For my work I frequently compute this power spectrum and compare it to the observations of Planck. For most of my work I used the code cobaya which automatically performs the calculation internally and returns the likelihood of a set of parameters being compatible with the Planck observations. One day I ran a model which was not included in cobaya, so I had to compute the likelihood myself and found surprisingly little documentation on the likelihood.

I did some ~~reverse-engineering~~reading of the cosmoslik wrapper to find out how it works, and want to write about the results here. But before I continue, if you just want to get the likelihood of a given power spectrum use cosmoslik's `cosmoslik.likelihoods`

module! Simply pass a dictionary of power spectra and you get the corresponding loglikelihood value.

Just out of curiosity though, I wanted to figure out how exactly I can use the Planck likelihoods without any external programs, also to make sure that the wrapper was still functioning. cosmoslik's code turned out to be very helpful and largely what this is based on.
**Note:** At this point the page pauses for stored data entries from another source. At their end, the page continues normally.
PR #1119, opened 2022-04-20
Publishing to maven central

adrian-kong:
# Description

@swift-nav/devinfra

Releases java with

```
gradle publish
```

requires the account which should be in lastpass as well as a gpg key 

and usage would be:

```
<dependency>
  <groupId>com.swiftnav</groupId>
  <artifactId>sbp</artifactId>
  <version>1.0.0</version>
</dependency>
```

I think it should be searchable at https://search.maven.org/artifact/com.swiftnav/sbp when the site gets indexed

# JIRA Reference

https://swift-nav.atlassian.net/browse/DEVINFRA-294

### DIFF
--- a/.github/workflows/docker.yaml
+++ b/.github/workflows/docker.yaml
@@ -1,34 +1,34 @@
-name: Build docker image
-on:
-  workflow_dispatch:
-  pull_request:
-    paths:
-      - Dockerfile
-      - Makefile
-      - .github/workflows/docker.yaml
-jobs:
-  build:
-    strategy:
-      matrix:
-        ubuntu-release:
-          - bionic
-          - focal
-#          - jammy
-    name: Build docker image
-    runs-on: ubuntu-latest
-    steps:
-      - uses: actions/checkout@v2
-        with:
-          fetch-depth: 0
-          submodules: recursive
-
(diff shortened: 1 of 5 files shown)


adrian-kong:
removed installing gradle from workflow because it was downloading 4.5.1 which didn't support java method for the generator test. not sure if it broke anything

silverjam (commented):
A few requests (from our meeting):
- Let's update docs with what's needed to release (what accounts, gpg keys, etc)
- The process for releasing, even if it's partially manual
- Make released version number match the version number in the repository

silverjam:
@adrian-kong let's move the Java publishing instructions to the HOWTO.md in this repo

notoriaga:
@silverjam we are getting errors from apt-get when building the docker image with ubuntu groovy. groovy is end of life, can we just remove it? or should we look into it more

silverjam:
> @silverjam we are getting errors from apt-get when building the docker image with ubuntu groovy. groovy is end of life, can we just remove it? or should we look into it more

Yeah, feel free to remove it, let's add a Jira introduce Jammy (22.04) at some point too.

silverjam (approved):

So here's my writeup of how to use the clik python code (this is still a wrapper for the C & Fortran code but since it comes together with the likelihood code from the Planck team I won't dig deeper here). Firstly, assuming you have installed the likelihood and sourced the `clik_profile`

script, you can import the clik python module and load a clik likelihood file:

```
from clik import clik
lowT = clik("/path/to/baseline/plc_3.0/low_l/commander/commander_dx12_v3_2_29.clik")
```

Now the function `lowT`

can be called with a list as argument and returns the likelihood. To figure out which values to put in the list, we use the function `lowT.get_lmax()`

. The former returns `(29, -1, -1, -1, -1, -1)`

indicating it requires the TT spectra from l=0 to 29. The list maps to `(TT, EE, BB, TE, ?, ?)`

where the latter two should be `TB`

and `EB`

but I'm not sure about the order.
Next use `lowT.get_extra_parameter_names()`

to get the nuisance parameters that need to be appended to the list, in this case `('A_planck',)`

.

First let us get the power spectra, e.g. from CLASS

```
from classy import Class
cosmo = Class()
cosmo.set({'output': 'tCl pCl lCl', 'lensing': 'yes'})
cosmo.compute()
Cell = cosmo.lensed_cl()
```

Note that CLASS returns the power spectra in relative units while the likelihoods require absolute units (see Julien Lesgourgues's comment here for some context), so we convert to uKĀ² by multiplying by the mean CMB temperature squared.

```
Tcmb = 2.7255*1e6 #uK
Cl_TT = Cell['tt']*Tcmb**2
```

Also note that we just use the power spectrum C_ell, not the modified version D_ell. The latter is used as input for `cosmoslik`

.

Finally we can call the likelihood with a list of spectra and nuisance parameters:

```
A_planck = 1.000442
lowT([*Cl_TT[:30], A_planck])
```

For something close to bestfit LCDM the result should be around -12.

For a more complex example, let's look at the high-l TTTEEE likelihood. `highTTTEEE.lmax`

shows us we need (2508, 2508, -1, 2508, -1, -1), i.e. the TT, EE and TE spectra, and in that order. `highTTTEEE.extra_parameter_names`

lists a whopping 47 nuisance parameters which we have to pass in the right order as well.
Tipp: You can get those in the right order from a dictionary wit something like `nuisance_TTTEEE = [planck_nuisance_array[p] for p in highTTTEEE.extra_parameter_names]`

.
Finally `highTTTEEE(Cl_TT[:2509]+Cl_EE[:2509]+Cl_TE[:2509]+nuisance_TTTEEE)`

should return something like -1173, again for LCDM.